> Directions: All of the records must be set down again word for word.

Items from a dataset:
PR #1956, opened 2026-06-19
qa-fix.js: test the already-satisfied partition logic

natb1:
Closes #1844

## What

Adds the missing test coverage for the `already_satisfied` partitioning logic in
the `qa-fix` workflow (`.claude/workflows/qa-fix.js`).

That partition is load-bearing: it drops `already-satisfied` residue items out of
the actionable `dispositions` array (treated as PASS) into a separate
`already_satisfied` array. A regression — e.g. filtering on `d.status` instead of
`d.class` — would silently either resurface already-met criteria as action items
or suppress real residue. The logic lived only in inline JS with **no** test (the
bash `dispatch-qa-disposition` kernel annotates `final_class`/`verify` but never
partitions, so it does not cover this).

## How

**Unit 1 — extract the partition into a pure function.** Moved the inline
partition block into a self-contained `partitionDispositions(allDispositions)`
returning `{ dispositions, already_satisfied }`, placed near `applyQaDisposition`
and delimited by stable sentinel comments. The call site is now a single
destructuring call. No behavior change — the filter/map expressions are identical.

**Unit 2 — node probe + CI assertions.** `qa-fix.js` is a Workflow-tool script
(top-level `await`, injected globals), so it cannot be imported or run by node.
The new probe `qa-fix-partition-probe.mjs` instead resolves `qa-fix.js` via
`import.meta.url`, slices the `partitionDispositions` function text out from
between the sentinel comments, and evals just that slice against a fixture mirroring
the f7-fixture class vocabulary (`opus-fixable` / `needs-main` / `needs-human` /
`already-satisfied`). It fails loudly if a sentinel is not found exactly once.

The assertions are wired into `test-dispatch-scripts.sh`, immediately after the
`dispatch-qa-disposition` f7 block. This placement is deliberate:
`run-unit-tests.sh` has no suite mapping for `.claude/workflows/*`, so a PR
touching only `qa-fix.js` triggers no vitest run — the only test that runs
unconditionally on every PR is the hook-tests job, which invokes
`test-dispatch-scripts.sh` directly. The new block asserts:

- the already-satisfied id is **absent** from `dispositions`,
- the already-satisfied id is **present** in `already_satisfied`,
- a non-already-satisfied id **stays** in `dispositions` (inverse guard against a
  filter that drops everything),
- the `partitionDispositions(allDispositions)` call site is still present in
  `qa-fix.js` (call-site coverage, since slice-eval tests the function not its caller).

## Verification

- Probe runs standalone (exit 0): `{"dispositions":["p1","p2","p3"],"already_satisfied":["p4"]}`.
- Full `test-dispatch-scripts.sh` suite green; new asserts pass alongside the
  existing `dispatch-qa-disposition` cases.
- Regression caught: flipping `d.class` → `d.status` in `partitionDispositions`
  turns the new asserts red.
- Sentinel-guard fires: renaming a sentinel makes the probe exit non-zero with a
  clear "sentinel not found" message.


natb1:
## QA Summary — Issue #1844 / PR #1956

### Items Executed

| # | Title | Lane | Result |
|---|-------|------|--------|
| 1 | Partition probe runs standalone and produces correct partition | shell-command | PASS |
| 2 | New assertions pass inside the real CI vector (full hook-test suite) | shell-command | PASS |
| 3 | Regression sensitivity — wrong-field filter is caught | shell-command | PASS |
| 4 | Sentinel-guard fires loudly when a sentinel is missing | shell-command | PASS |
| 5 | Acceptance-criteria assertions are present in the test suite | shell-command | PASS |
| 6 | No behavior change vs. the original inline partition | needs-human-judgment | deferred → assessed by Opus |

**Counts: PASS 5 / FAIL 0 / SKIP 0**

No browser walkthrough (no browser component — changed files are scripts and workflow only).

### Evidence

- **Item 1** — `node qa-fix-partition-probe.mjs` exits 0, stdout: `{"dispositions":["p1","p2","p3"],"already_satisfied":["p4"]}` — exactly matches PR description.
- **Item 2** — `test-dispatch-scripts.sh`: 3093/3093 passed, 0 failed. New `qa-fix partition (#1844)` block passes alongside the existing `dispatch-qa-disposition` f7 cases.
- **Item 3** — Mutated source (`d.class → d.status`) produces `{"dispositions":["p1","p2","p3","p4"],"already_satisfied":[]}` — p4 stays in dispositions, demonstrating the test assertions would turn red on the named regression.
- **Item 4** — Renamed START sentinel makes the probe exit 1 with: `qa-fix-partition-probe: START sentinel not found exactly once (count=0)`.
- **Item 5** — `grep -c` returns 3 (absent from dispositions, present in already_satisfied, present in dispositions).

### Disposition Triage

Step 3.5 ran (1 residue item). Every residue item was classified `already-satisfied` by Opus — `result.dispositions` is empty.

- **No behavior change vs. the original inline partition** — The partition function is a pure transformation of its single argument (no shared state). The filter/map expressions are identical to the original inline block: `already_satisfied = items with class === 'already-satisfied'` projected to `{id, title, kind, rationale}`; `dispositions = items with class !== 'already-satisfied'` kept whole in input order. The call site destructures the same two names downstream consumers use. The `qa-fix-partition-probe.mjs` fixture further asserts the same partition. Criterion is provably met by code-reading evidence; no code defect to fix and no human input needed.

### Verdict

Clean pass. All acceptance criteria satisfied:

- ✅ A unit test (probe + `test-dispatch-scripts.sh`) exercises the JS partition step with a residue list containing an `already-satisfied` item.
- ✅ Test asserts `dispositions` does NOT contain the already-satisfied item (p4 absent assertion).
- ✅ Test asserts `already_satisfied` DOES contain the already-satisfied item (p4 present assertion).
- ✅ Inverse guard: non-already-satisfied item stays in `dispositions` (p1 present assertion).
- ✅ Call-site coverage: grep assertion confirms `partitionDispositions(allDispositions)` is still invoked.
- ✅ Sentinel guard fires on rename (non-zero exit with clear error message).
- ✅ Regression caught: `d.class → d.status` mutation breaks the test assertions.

> Result of this task:
PR #1956, opened 2026-06-19
qa-fix.js: test the already-satisfied partition logic

natb1:
Closes #1844

## What

Adds the missing test coverage for the `already_satisfied` partitioning logic in
the `qa-fix` workflow (`.claude/workflows/qa-fix.js`).

That partition is load-bearing: it drops `already-satisfied` residue items out of
the actionable `dispositions` array (treated as PASS) into a separate
`already_satisfied` array. A regression — e.g. filtering on `d.status` instead of
`d.class` — would silently either resurface already-met criteria as action items
or suppress real residue. The logic lived only in inline JS with **no** test (the
bash `dispatch-qa-disposition` kernel annotates `final_class`/`verify` but never
partitions, so it does not cover this).

## How

**Unit 1 — extract the partition into a pure function.** Moved the inline
partition block into a self-contained `partitionDispositions(allDispositions)`
returning `{ dispositions, already_satisfied }`, placed near `applyQaDisposition`
and delimited by stable sentinel comments. The call site is now a single
destructuring call. No behavior change — the filter/map expressions are identical.

**Unit 2 — node probe + CI assertions.** `qa-fix.js` is a Workflow-tool script
(top-level `await`, injected globals), so it cannot be imported or run by node.
The new probe `qa-fix-partition-probe.mjs` instead resolves `qa-fix.js` via
`import.meta.url`, slices the `partitionDispositions` function text out from
between the sentinel comments, and evals just that slice against a fixture mirroring
the f7-fixture class vocabulary (`opus-fixable` / `needs-main` / `needs-human` /
`already-satisfied`). It fails loudly if a sentinel is not found exactly once.

The assertions are wired into `test-dispatch-scripts.sh`, immediately after the
`dispatch-qa-disposition` f7 block. This placement is deliberate:
`run-unit-tests.sh` has no suite mapping for `.claude/workflows/*`, so a PR
touching only `qa-fix.js` triggers no vitest run — the only test that runs
unconditionally on every PR is the hook-tests job, which invokes
`test-dispatch-scripts.sh` directly. The new block asserts:

- the already-satisfied id is **absent** from `dispositions`,
- the already-satisfied id is **present** in `already_satisfied`,
- a non-already-satisfied id **stays** in `dispositions` (inverse guard against a
  filter that drops everything),
- the `partitionDispositions(allDispositions)` call site is still present in
  `qa-fix.js` (call-site coverage, since slice-eval tests the function not its caller).

## Verification

- Probe runs standalone (exit 0): `{"dispositions":["p1","p2","p3"],"already_satisfied":["p4"]}`.
- Full `test-dispatch-scripts.sh` suite green; new asserts pass alongside the
  existing `dispatch-qa-disposition` cases.
- Regression caught: flipping `d.class` → `d.status` in `partitionDispositions`
  turns the new asserts red.
- Sentinel-guard fires: renaming a sentinel makes the probe exit non-zero with a
  clear "sentinel not found" message.


natb1:
## QA Summary — Issue #1844 / PR #1956

### Items Executed

| # | Title | Lane | Result |
|---|-------|------|--------|
| 1 | Partition probe runs standalone and produces correct partition | shell-command | PASS |
| 2 | New assertions pass inside the real CI vector (full hook-test suite) | shell-command | PASS |
| 3 | Regression sensitivity — wrong-field filter is caught | shell-command | PASS |
| 4 | Sentinel-guard fires loudly when a sentinel is missing | shell-command | PASS |
| 5 | Acceptance-criteria assertions are present in the test suite | shell-command | PASS |
| 6 | No behavior change vs. the original inline partition | needs-human-judgment | deferred → assessed by Opus |

**Counts: PASS 5 / FAIL 0 / SKIP 0**

No browser walkthrough (no browser component — changed files are scripts and workflow only).

### Evidence

- **Item 1** — `node qa-fix-partition-probe.mjs` exits 0, stdout: `{"dispositions":["p1","p2","p3"],"already_satisfied":["p4"]}` — exactly matches PR description.
- **Item 2** — `test-dispatch-scripts.sh`: 3093/3093 passed, 0 failed. New `qa-fix partition (#1844)` block passes alongside the existing `dispatch-qa-disposition` f7 cases.
- **Item 3** — Mutated source (`d.class → d.status`) produces `{"dispositions":["p1","p2","p3","p4"],"already_satisfied":[]}` — p4 stays in dispositions, demonstrating the test assertions would turn red on the named regression.
- **Item 4** — Renamed START sentinel makes the probe exit 1 with: `qa-fix-partition-probe: START sentinel not found exactly once (count=0)`.
- **Item 5** — `grep -c` returns 3 (absent from dispositions, present in already_satisfied, present in dispositions).

### Disposition Triage

Step 3.5 ran (1 residue item). Every residue item was classified `already-satisfied` by Opus — `result.dispositions` is empty.

- **No behavior change vs. the original inline partition** — The partition function is a pure transformation of its single argument (no shared state). The filter/map expressions are identical to the original inline block: `already_satisfied = items with class === 'already-satisfied'` projected to `{id, title, kind, rationale}`; `dispositions = items with class !== 'already-satisfied'` kept whole in input order. The call site destructures the same two names downstream consumers use. The `qa-fix-partition-probe.mjs` fixture further asserts the same partition. Criterion is provably met by code-reading evidence; no code defect to fix and no human input needed.

### Verdict

Clean pass. All acceptance criteria satisfied:

- ✅ A unit test (probe + `test-dispatch-scripts.sh`) exercises the JS partition step with a residue list containing an `already-satisfied` item.
- ✅ Test asserts `dispositions` does NOT contain the already-satisfied item (p4 absent assertion).
- ✅ Test asserts `already_satisfied` DOES contain the already-satisfied item (p4 present assertion).
- ✅ Inverse guard: non-already-satisfied item stays in `dispositions` (p1 present assertion).
- ✅ Call-site coverage: grep assertion confirms `partitionDispositions(allDispositions)` is still invoked.
- ✅ Sentinel guard fires on rename (non-zero exit with clear error message).
- ✅ Regression caught: `d.class → d.status` mutation breaks the test assertions.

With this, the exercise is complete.